● Exercise instructions: Examine the records and identify each line that includes the string "worth". Copy those lines.

.....

Issue #2412, opened 2023-05-09
Document the vaadin.frontend.hotdeploy.dependencies feature


Artur-:
**Vote to prioritize:** add a 👍 [reaction](https://blog.github.com/2016-03-10-add-reactions-to-pull-requests-issues-and-comments/) to help the community and maintainers prioritize this issue.

The feature introduced in https://github.com/vaadin/flow/pull/16732 would need some documentation in the live reload chapter. Should take https://github.com/vaadin/flow/pull/16738 into account also which automates the process for Maven multi module projects

PR #4174, opened 2025-03-07
docs: add frontend.hotdeploy.dependencies documentation

tepi:
Fixes https://github.com/vaadin/docs/issues/2412

Part of https://github.com/vaadin/flow/issues/20992


articles/flow/configuration/properties.adoc
```diff
@@ -225,6 +225,12 @@ Bundle parameter controls parts of frontend bundle creation.
 |`false`
 |Development
 
+|`frontend.hotdeploy.dependencies`
+|`vaadin.frontend.hotdeploy.dependencies`
+|A comma-separated list of module directories to watch for frontend file changes when detecting hot-deployable changes. Entries need to point to directories relative to the root project, and can point to the root project itself as well, in case it has frontend files as resources. The value could be for example "./,./component-module-1,./component-module-2". Flow will watch for changes in both `src/main/resources/META-INF/frontend` and `src/main/resources/META-INF/resources/frontend` directories under the given entries.
```
mcollovati, line 230:
```suggestion
|A comma-separated list of module directories to watch for frontend file changes when detecting hot-deployable resources. Entries need to point to directories relative to the root project, and can point to the root project itself as well, in case it has frontend files as resources. The value could be for example "./,./component-module-1,./component-module-2". Flow will watch for changes in both `src/main/resources/META-INF/frontend` and `src/main/resources/META-INF/resources/frontend` directories under the given entries.
```

mcollovati: I think `root project` can be a bit confusing; for example, it may suggest the path is relative to the parent project in a multi-module setup, instead of being relative to the module that starts the application server.
Can we reword it to make it more clear? For example, `relative to the module that starts the Vaadin application` or something similar?

mcollovati (changes requested):

mcollovati (approved):

articles/flow/configuration/properties.adoc
```diff
@@ -225,6 +225,12 @@ Bundle parameter controls parts of frontend bundle creation.
 |`false`
 |Development
 
+|`frontend.hotdeploy.dependencies`
+|`vaadin.frontend.hotdeploy.dependencies`
+|A comma-separated list of module directories to watch for frontend file changes when detecting hot-deployable resources. Entries need to point to directories relative to the module that starts the Vaadin application, and can point to the module itself as well, in case it has frontend files as resources. The value could be for example "./,./component-module-1,./component-module-2". Flow will watch for changes in both `src/main/resources/META-INF/resources/frontend` and the legacy `src/main/resources/META-INF/frontend` directories under the given directory entries.
```
mshabarov, line 230: Could we also mention that if this parameter is not defined, Vaadin watches `src/main/resources/META-INF/` folder of the active/main module by default, whereas, if you define this parameter, you have to add "./" to the value to have it watched, else it is not watched.

tepi: Good point, I added a note about this.

mshabarov (approved):

PR #4178, opened 2025-03-12
[Control Center] Improve the clarity of application deployment documentation

MatthewVaadin:
This expands the description of the image field and updates the corresponding screenshot.

Fixes https://github.com/vaadin/control-center/issues/852


articles/control-center/application-deployment/index.adoc
```diff
@@ -116,10 +116,10 @@ image::images/app-deploy.png[App Deployment]
 In the [guibutton]*Deploy* panel on the right-hand side (as shown in the screenshot below), fill in the following fields:
 
 - *Application Name*: Give your application a meaningful name (e.g., `My App`).
-- *Image*: Enter the tag of the Docker image (e.g., `my-app:dev`).
+- *Image*: Enter the name of the Docker image, including the repository name and version tag (e.g., `repository/app:version`). If your repository is private, you can also provide a secret name containing the credentials to access it by clicking *Needs Pull Secret*.
 - *Replicas*: Specify the number of instances to run. The default is `1`.
 - *Hostname*: Set the external URL to access your application (e.g., `https://app.example.com`). For more information on how to choose a proper hostname, refer to the <<hostname-guidelines#, Hostname Guidelines>>.
-- *Features*: Enable additional features like Identity Management and Localization if required.
+- *Features*: Enable additional features if required.
```
tamasmak, line 122: The `Features` section of the is also mentioned in this list but the new image doesn't contain that part like the old one. Shouldn't we show that also on the image?

MatthewVaadin: The new theme adds whitespace such that the Features section is now off the edge of the iPad screen.

I could add a second image with the panel scrolled down, or reduce the zoom level like in the following screenshot. Do you think it's readable?

control matthew vaadin cc_app_secure-app_continue(iPad Pro)

tamasmak: The size of the previous image also wasn't an iPad screen, it had a custom size. I think it's still readable in the docs. The image can be opened in a new tab/window and there it has the full size.

articles/control-center/application-deployment/index.adoc
```diff
@@ -116,10 +116,12 @@ image::images/app-deploy.png[App Deployment]
 In the [guibutton]*Deploy* panel on the right-hand side (as shown in the screenshot below), fill in the following fields:
 
 - *Application Name*: Give your application a meaningful name (e.g., `My App`).
-- *Image*: Enter the tag of the Docker image (e.g., `my-app:dev`).
+- *Image*: Enter the name of the Docker image, including the repository name and version tag (e.g., `repository/app:version`). If your repository is private, you can also provide a secret name containing the credentials to access it by clicking *Needs Pull Secret*.
```
tamasmak, line 119:
```suggestion
- *Image*: Enter the name of the Docker image, including the repository name and version tag (e.g., `repository/app:version`). If your repository is private, you can also provide a secret name containing the credentials to access it by enabling the [guilabel]*Needs Pull Secret* option.
```

tamasmak (changes requested):
Description about the certificate section is only missing from the list now. Did we skip that intentionally before?

MatthewVaadin:
> Description about the certificate section is only missing from the list now. Did we skip that intentionally before?

I don't think it was intentional. I've added a description for it now.

PR #1146, opened 2017-03-21
enhance Bowtie2 easyblock: set correct build options, copy more files, extend sanity check

boegel:
Triggered by addition of `RELEASE_FLAGS` in `buildopts` by @klust in https://github.com/hpcugent/easybuild-easyconfigs/pull/4372

This makes the Bowtie2 installations across toolchains consistent, and allows to clean up the Bowtie2 easyconfigs significantly (cfr. https://github.com/hpcugent/easybuild-easyconfigs/pull/4380)

### DIFF
--- a/easybuild/easyblocks/b/bowtie2.py
+++ b/easybuild/easyblocks/b/bowtie2.py
@@ -16,12 +16,13 @@ EasyBuild support for building and installing Bowtie2, implemented as an easyblo
 @author: Fotis Georgatos (Uni.Lu)
 @author: Kenneth Hoste (Ghent University)
 """
-
+from distutils.version import LooseVersion
 import os
 import shutil
 
 from easybuild.easyblocks.generic.configuremake import ConfigureMake
 from easybuild.tools.build_log import EasyBuildError
+from easybuild.tools.filetools import copy_file
 
 
 class EB_Bowtie2(ConfigureMake):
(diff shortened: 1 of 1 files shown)


boegel:
@wpoely86 please review?

easybuild/easyblocks/b/bowtie2.py
```diff
@@ -30,35 +31,60 @@ class EB_Bowtie2(ConfigureMake):
...
+
+        cc = os.getenv('CC')
+        if cc:
+            self.cfg.update('buildopts', 'CC="%s"' % cc)
+
+        cxx = os.getenv('CXX')
+        if cxx:
+            self.cfg.update('buildopts', 'CPP="%s" CXX="%s"' % (cxx, cxx))
+
+        cxxflags = os.getenv('CXXFLAGS')
```
wpoely86: no `CFLAGS`? Or `LDFLAGS`?

easybuild/easyblocks/b/bowtie2.py
```diff
@@ -30,35 +31,60 @@ class EB_Bowtie2(ConfigureMake):
...
-        except OSError, err:
-            raise EasyBuildError("Copying %s to installation dir %s failed: %s", srcfile, destdir, err)
+        for filename in self.bowtie2_files:
+            copy_file(os.path.join(self.cfg['start_dir'], filename), os.path.join(self.installdir, 'bin', filename))
+
+        for dirname in ['doc', 'example', 'scripts']:
+            srcdir = os.path.join(self.cfg['start_dir'], dirname)
+            targetdir = os.path.join(self.installdir, dirname)
+            try:
+                shutil.copytree(srcdir, targetdir)
```
wpoely86: we have a `copytree`?

easybuild/easyblocks/b/bowtie2.py
```diff
@@ -16,12 +16,13 @@
...
+from distutils.version import LooseVersion
 import os
 import shutil
 
 from easybuild.easyblocks.generic.configuremake import ConfigureMake
 from easybuild.tools.build_log import EasyBuildError
+from easybuild.tools.filetools import copy_file
 
 
 class EB_Bowtie2(ConfigureMake):
```
wpoely86: why not `MakeCp`?

easybuild/easyblocks/b/bowtie2.py
boegel: no, this is just about making sure the optimisation compiler flags specified by EasyBuild are used, rather than the hardcoded defaults

easybuild/easyblocks/b/bowtie2.py
boegel: because then I have to fiddle with the mandatory `files_to_copy` easyconfig parameter, not worth the trouble here imho

easybuild/easyblocks/b/bowtie2.py
boegel: yeah, but we should probably get rid of it, it was there to use it when we were still supporting Python 2.4

Instead, we should have a `copy_dir` function that wraps around `shutil.copytree` or something...

wpoely86: also fine by me. Just not directly shutil.copytree

easybuild/easyblocks/b/bowtie2.py
wpoely86: So you basically recreate the `MakeCp` block? It's definitely worth the trouble not recreating existing blocks.

boegel: `MakeCp` implements a generic procedure where files specified in `files_to_copy` are being copied

Here we implement a custom `install_step` for Bowtie2 that copies very specific files/directories, so whether we derive from `ConfigureMake` or `MakeCp` doesn't make a difference, except that if we derive from `MakeCp` we have to take extra action to avoid that `files_to_copy` *has* to be specified (while it doesn't make sense to specify it in this specific case).

wpoely86: We have a whole bunch of blocks that already do this (deriving from `MakeCp` and filling in the `files_to_copy`) so I don't see why this should be any different. Any future enhancements made to `MakeCp` will also need to be ported to this block. 

Now you have to take the action of letting the configure_step be `pass` while in the MakeCp case you need to specify that `files_to_copy` is not mandatory in the easyconfig. So I don't see much difference in that regard.

boegel: Fixed, please rereview?

boegel:
tested with https://github.com/hpcugent/easybuild-easyconfigs/pull/4380, good to go, thanks for the review @wpoely86!

PR #879, opened 2016-03-29
EasyBlock for VMD

thiell:
http://www.ks.uiuc.edu/Research/vmd/
Originally installed with EasyBuild 2.3

PR #1148, opened 2017-03-23
easyblock for VMD

boegel:
This is a cleaned up/enhanced version of the VMD easyblock contributed by @thiell in #879, works with VMD 1.9.3.

The CUDA/OptiX support added by @thiell should still work, but this has not been tested.

### DIFF
--- a/easybuild/easyblocks/v/vmd.py
+++ b/easybuild/easyblocks/v/vmd.py
@@ -1,0 +1,208 @@
+##
+# Copyright 2009-2015 Ghent University
+# Copyright 2015-2016 Stanford University
+#
+# This file is part of EasyBuild,
+# originally created by the HPC team of Ghent University (http://ugent.be/hpc/en),
+# with support of Ghent University (http://ugent.be/hpc),
+# the Flemish Supercomputer Centre (VSC) (https://vscentrum.be/nl/en),
+# the Hercules foundation (http://www.herculesstichting.be/in_English)
+# and the Department of Economy, Science and Innovation (EWI) (http://www.ewi-vlaanderen.be/en).
+#
+# http://github.com/hpcugent/easybuild
+#
+# EasyBuild is free software: you can redistribute it and/or modify
+# it under the terms of the GNU General Public License as published by
+# the Free Software Foundation v2.
+#
+# EasyBuild is distributed in the hope that it will be useful,
+# but WITHOUT ANY WARRANTY; without even the implied warranty of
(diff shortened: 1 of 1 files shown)


easybuild/easyblocks/v/vmd.py
```diff
@@ -0,0 +1,159 @@
...
+        # LP64: build VMD as 64-bit binary
+        # IMD: enable support for Interactive Molecular Dynamics (e.g. to connect to NAMD for remote simulations)
+        # PTHREADS: enable support for POSIX threads
+        # COLVARS: enable support for collective variables (related to NAMD/LAMMPS)
+        # NOSILENT: verbose build command
+        self.cfg.update('configopts', "LINUXAMD64 LP64 IMD PTHREADS COLVARS NOSILENT")
+
+        # add additional configopts based on available dependencies
+        for key in deps:
+            if deps[key]:
```
wpoely86: why this `if`? Can it not be avoided?

easybuild/easyblocks/v/vmd.py
```diff
@@ -0,0 +1,159 @@
...
+            env.setvar('NUMPY_INCLUDE_DIR', out.strip())
+
+        # compiler commands
+        self.cfg.update('buildopts', 'CC="%s"' % os.getenv('CC'))
+        self.cfg.update('buildopts', 'CCPP="%s"' % os.getenv('CXX'))
+
+        # source tarballs contains a 'plugins' and 'vmd-<version>' directory
+        vmddir = os.path.join(self.cfg['start_dir'], '%s-%s' % (self.name.lower(), self.version))
+
+        # first, build plugins
```
wpoely86: you have to explain this one

easybuild/easyblocks/v/vmd.py
boegel: some dependencies are optional, so some of these may be `None`

easybuild/easyblocks/v/vmd.py
boegel: well, I can provide a reference to the VMD docs, but that's how it should be done, see http://www.ks.uiuc.edu/Research/vmd/doxygen/compiling.html or http://robinbetz.com/blog/2015/01/08/compiling-vmd-with-python-support/

boegel:
Tested with https://github.com/hpcugent/easybuild-easyconfigs/pull/4391, good to go in as revised version of #879. Thanks for the review @wpoely86!

PR #1150, opened 2017-03-23
allow libpng as OS dependency for WPS

mboisson:
Need to define libpnglib and libpnginc to an empty value first, because they are used later. If the libpng and zlib are not found as module, expect to have them find as an OS package.

### DIFF
--- a/easybuild/easyblocks/w/wps.py
+++ b/easybuild/easyblocks/w/wps.py
@@ -110,6 +110,8 @@ class EB_WPS(EasyBlock):
         # libpng dependency check
         libpng = get_software_root('libpng')
         zlib = get_software_root('zlib')
+        libpnglib = ""
+        libpnginc = ""
         if libpng:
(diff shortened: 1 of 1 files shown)


easybuild/easyblocks/w/wps.py
```diff
@@ -110,14 +110,14 @@ def configure_step(self):
         # libpng dependency check
         libpng = get_software_root('libpng')
         zlib = get_software_root('zlib')
+        libpnglib = ""
+        libpnginc = ""
```
boegel: @mboisson I'd throw this in the (original) `else` part, with a clear comment like

```
# define these as empty, assume that libpng will be available via OS (e.g. due to --filter-deps=libpng)
```

mboisson: done

boegel:
lgtm, thanks @mboisson!

PR #1155, opened 2017-03-29
Add block for building the OpenKIM library.

schiotz:
The Open Knowledgebase of Interatomic Models (openkim.org) is a library
of interatomic models that can be used by some simulation packages, including
LAMMPS and Asap.  An easybuild of the latter will be contributed shortly.

This easyblock compiles the library itself; then it downloads and compiles
all models currently available from the OpenKIM project.  Finally, it installs
everything and sets an environment variable pointing to the models.

### DIFF
--- a/easybuild/easyblocks/o/openkim.py
+++ b/easybuild/easyblocks/o/openkim.py
@@ -1,5 +1,5 @@
 ##
-# Copyright 2009-2016 Ghent University
+# Copyright 2009-2017 Ghent University
 #
 # This file is part of EasyBuild,
 # originally created by the HPC team of Ghent University (http://ugent.be/hpc/en),
@@ -34,14 +34,14 @@ from easybuild.tools.config import build_option
 import urllib2
 import json
 
-class OpenKIM(ConfigureMake):
+class EB_OpenKIM(ConfigureMake):
     def build_step(self, verbose=False, path=None):
         """
         Start the actual build
         """
         # Build the API.
         self.log.info("Building the OpenKIM API")
-        out1 = ConfigureMake.build_step(self, verbose=verbose, path=path)
+        out1 = super(EB_OpenKIM, self).build_step(verbose=verbose, path=path)
         
         # Download all models
         self.log.info("Downloading all OpenKIM models")
@@ -49,7 +49,7 @@ class OpenKIM(ConfigureMake):
 
         # Build the models
         self.log.info("Building the OpenKIM models")
-        out3 = ConfigureMake.build_step(self, verbose=verbose, path=path)
+        out3 = super(EB_OpenKIM, self).build_step(verbose=verbose, path=path)
         
         return out1+out2+out3
 
--- a/easybuild/easyblocks/o/openkim.py
+++ b/easybuild/easyblocks/o/openkim.py
@@ -1,0 +1,82 @@
+##
+# Copyright 2009-2016 Ghent University
+#
+# This file is part of EasyBuild,
+# originally created by the HPC team of Ghent University (http://ugent.be/hpc/en),
+# with support of Ghent University (http://ugent.be/hpc),
+# the Flemish Supercomputer Centre (VSC) (https://www.vscentrum.be),
+# Flemish Research Foundation (FWO) (http://www.fwo.be/en)
+# and the Department of Economy, Science and Innovation (EWI) (http://www.ewi-vlaanderen.be/en).
+#
+# http://github.com/hpcugent/easybuild
+#
+# EasyBuild is free software: you can redistribute it and/or modify
+# it under the terms of the GNU General Public License as published by
+# the Free Software Foundation v2.
+#
+# EasyBuild is distributed in the hope that it will be useful,
+# but WITHOUT ANY WARRANTY; without even the implied warranty of
+# MERCHANTABILITY or FITNESS FOR A PARTICULAR PURPOSE.  See the
+# GNU General Public License for more details.
+#
+# You should have received a copy of the GNU General Public License
+# along with EasyBuild.  If not, see <http://www.gnu.org/licenses/>.
+##
+"""
+EasyBuild support for building and installing Python, implemented as an easyblock
+
+@author: Jakob Schiotz (Tech. Univ. Denmark)
+"""
+
+from easybuild.easyblocks.generic.configuremake import ConfigureMake
+from easybuild.tools.run import run_cmd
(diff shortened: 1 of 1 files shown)


easybuild/easyblocks/o/openkim.py
```diff
@@ -0,0 +1,82 @@
+##
+# Copyright 2009-2016 Ghent University
```
boegel: 2017 :)

easybuild/easyblocks/o/openkim.py
```diff
@@ -0,0 +1,82 @@
...
+import json
+
+class OpenKIM(ConfigureMake):
+    def build_step(self, verbose=False, path=None):
+        """
+        Start the actual build
+        """
+        # Build the API.
+        self.log.info("Building the OpenKIM API")
+        out1 = ConfigureMake.build_step(self, verbose=verbose, path=path)
```
boegel: should be `super(EB_OpenKIM, self).build_step(...)`

easybuild/easyblocks/o/openkim.py
```diff
@@ -0,0 +1,82 @@
...
+@author: Jakob Schiotz (Tech. Univ. Denmark)
+"""
+
+from easybuild.easyblocks.generic.configuremake import ConfigureMake
+from easybuild.tools.run import run_cmd
+from easybuild.tools.config import build_option
+import urllib2
+import json
+
+class OpenKIM(ConfigureMake):
```
boegel: should be `EB_OpenKIM`, otherwise EasyBuild will not pick up this easyblock automatically (see http://easybuild.readthedocs.io/en/latest/Implementing-easyblocks.html#class-name-for-software-specific-easyblocks)

easybuild/easyblocks/o/openkim.py
```diff
@@ -0,0 +1,82 @@
...
+        """
+        Start the actual build
+        """
+        # Build the API.
+        self.log.info("Building the OpenKIM API")
+        out1 = ConfigureMake.build_step(self, verbose=verbose, path=path)
+        
+        # Download all models
+        self.log.info("Downloading all OpenKIM models")
+        out2 = self.download_kim_models(verbose, path)
```
boegel: can we avoid downloading on the fly by just listing these in `sources`?

easybuild/easyblocks/o/openkim.py
```diff
@@ -0,0 +1,82 @@
...
+        # We have to do this one model at a time.
+        query = '&fields={"kimcode":1,"kim-api-version":1}&database=obj&query={"type":"mo"}'
+        url = 'https://query.openkim.org/api'
+        timeout = build_option('download_timeout')
+        if timeout is None:
+            # default to 10sec timeout if none was specified
+            # default system timeout may be infinite (?)
+            timeout = 10        
+        # We should maybe do some error handling here?
+        url_fd = urllib2.urlopen(url, data=query, timeout=timeout)
```
boegel: should use `download_file` from `easybuild.tools.filetools`?

but it's better to not download on the fly and provide these via `sources` instead?

easybuild/easyblocks/o/openkim.py
schiotz: I wish we could.  The OpenKIM project does not make download of all models available in a single tar file; instead you can request a list of model names from their database, and then get each model one at a time as a tar file.  Fortunately, their makefile handles this (including dependencies between "Models" and "Model Drivers").

Thank you for taking the time to review this.  I will fix the things in the other comments.

easybuild/easyblocks/o/openkim.py
schiotz: This is not actually downloading a file, but getting a list of model names from a database.

I could probably use download_file to download the list into a temporary file, and then read that file.  Would that be preferable?

schiotz:
@boegel I have followed your suggestions above, except for using download_file instead of urllib2.urlopen.  It is not a file download, but a database query.  

Nevertheless, it would probably make sense to benefit from the error handling etc in download_file, so I tried to use it to download to a temporary file "openkim_model_names.txt".  As download_file does not take a separate data argument for the database query, and as the query just looks like URL arguments, I just appended it to the URL itself.  

Unfortunately, that caused an error in one of the functions download_file calls (see below).  Either this means that download_file is not the right tool for this, or I do something stupid. :-)

```
== 2017-04-05 09:21:18,795 build_log.py:147 ERROR EasyBuild crashed with an error (at ?:124 in __init__): Unexpected error occurred when trying to download openkim_model_names.txt to .: unknown url type: openkim_model_names.txt (at easybuild/tools/filetools.py:390 in download_file)
== 2017-04-05 09:21:18,795 easyblock.py:2518 WARNING build failed (first 300 chars): Unexpected error occurred when trying to download openkim_model_names.txt to .: unknown url type: openkim_model_names.txt
== 2017-04-05 09:21:18,796 easyblock.py:276 INFO Closing log for application name OpenKIM version 1.7.3
```

easybuild/easyblocks/o/openkim.py
boegel: This kind of goes against the idea of ensuring reproducible installations...

If someone uses the same easyconfig later, they'll likely end up with a different installation.

Does it make sense to hardcode the list of models in the easyconfig file rather than doing this database query?

And if we do, will stuff be downloaded on the fly via the `make add-<model>` commands being run? Can we provide the sources rather than having it download on the fly?

schiotz: @boegel 
I have discussed this with the OpenKIM developers.  I think the solution is to list all modules in the easyconfig, and let it download all these tar files.  I am unsure of the correct way of doing this.  There will be two lists of .tgz files, they need to be unpacked into two different places in the source tree.  

What is the correct way to do this?  I could define two lists in the easyconfig, and redefine the method unpacking the sources in the easyblock to unpack everything the right place.  Would this be an acceptable solution?  There would literally be hundreds of source archived, is that a problem?

It would be nice if all models could be downloaded as one tgz file, but they cannot do that since the models have different licenses, and may not be distributed together.

schiotz:
@boegel 
I would like to withdraw this pull request.  As I worked on your suggestion to include all KIM model source files in the EasyConfig (for reproducibility), I gradually needed less and less code in EB_OpenKIM, until I realized that I could do everything in the configuration block.  I will update https://github.com/hpcugent/easybuild-easyconfigs/pull/4411 in a moment.

PR #1156, opened 2017-03-30
enhance Python sanity check to check for Tkinter support if Tk is included as a dependency

boegel:
sort of related to https://github.com/hpcugent/easybuild-easyconfigs/pull/4260, where we are no longer included `Tk` as a dependency to Python

I'm deliberately not enforcing the `Tkinter` is *not* there if `Tk` is not included as a dependency, since `Tk` may be picked up from the OS (which may be deliberate via `--filter-deps`).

.....

● Your solution:
boegel: because then I have to fiddle with the mandatory `files_to_copy` easyconfig parameter, not worth the trouble here imho
wpoely86: So you basically recreate the `MakeCp` block? It's definitely worth the trouble not recreating existing blocks.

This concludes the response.